I've parted a Few. Plastic wheels were Original.


----------



## evh (Jun 22, 2015)

The bad news is they are plastic, the good news is mine are original!!! Thanks Jackmels.


----------



## evh (Jun 22, 2015)

Well, I welded the auger. It's not pretty, but it will hold. I did buy one of the inexpensive flux welders. I would say it worked well. The biggest problem I had was I couldn't see!!!

I borrowed a hood from a family member and it wasn't one of the ones with an auto-dimming lens. Wow, put the hood down and guess where every thing is at.

I can see I need to get the auto ones.

Thanks to all of you for your comments/help!


----------



## CalgaryPT (Dec 7, 2016)

evh said:


> Well, I welded the auger. It's not pretty, but it will hold. I did buy one of the inexpensive flux welders. I would say it worked well. The biggest problem I had was I couldn't see!!!
> 
> I borrowed a hood from a family member and it wasn't one of the ones with an auto-dimming lens. Wow, put the hood down and guess where every thing is at.
> 
> ...


I promise all of your "I can't see issues" are resolved with an auto dark helmet. I'll bet I've had a dozen guys in my shop to try out an auto dark model only to leave and say they were on their way to go buy one. 

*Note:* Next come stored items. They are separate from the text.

PR #1137, opened 2022-10-10
Don't restart Cilium on cilium uninstall

michi-covalent:
cilium uninstall calls K8sHubble.Disable to delete resources created by Hubble. We don't need to update cilium-config and restart Cilium to actually disable Hubble since we are deleting Cilium right after.

Fixes: #255


kaworu (approved):

ldelossa (approved):
looks good and very innocent.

You'll feel like a pro in no time. Really.


----------



## evh (Jun 22, 2015)

Can any previous ST724 owners share if they sold their ST724 and:

- What did you sell it for $$$
- What condition was it in
- How quickly did it sell

I did some research across Craigslist and I found them from $200 - $500. Mine is in good shape and I am think about starting at $295 or $325 and adjusting from there. Although I like the $500 price tag...

Thoughts?


----------



## 1132le (Feb 23, 2017)

evh said:


> Can any previous ST724 owners share if they sold their ST724 and:
> 
> - What did you sell it for $$$
> - What condition was it in
> ...



If someones offers 285 buy them lunch


----------



## Jackmels (Feb 18, 2013)

Sold one about 3 weeks ago, got $150. Was Pretty Clean w/electric starter. Been trying to get rid of it for at least a year.


----------



## evh (Jun 22, 2015)

Well, that's not encouraging....


----------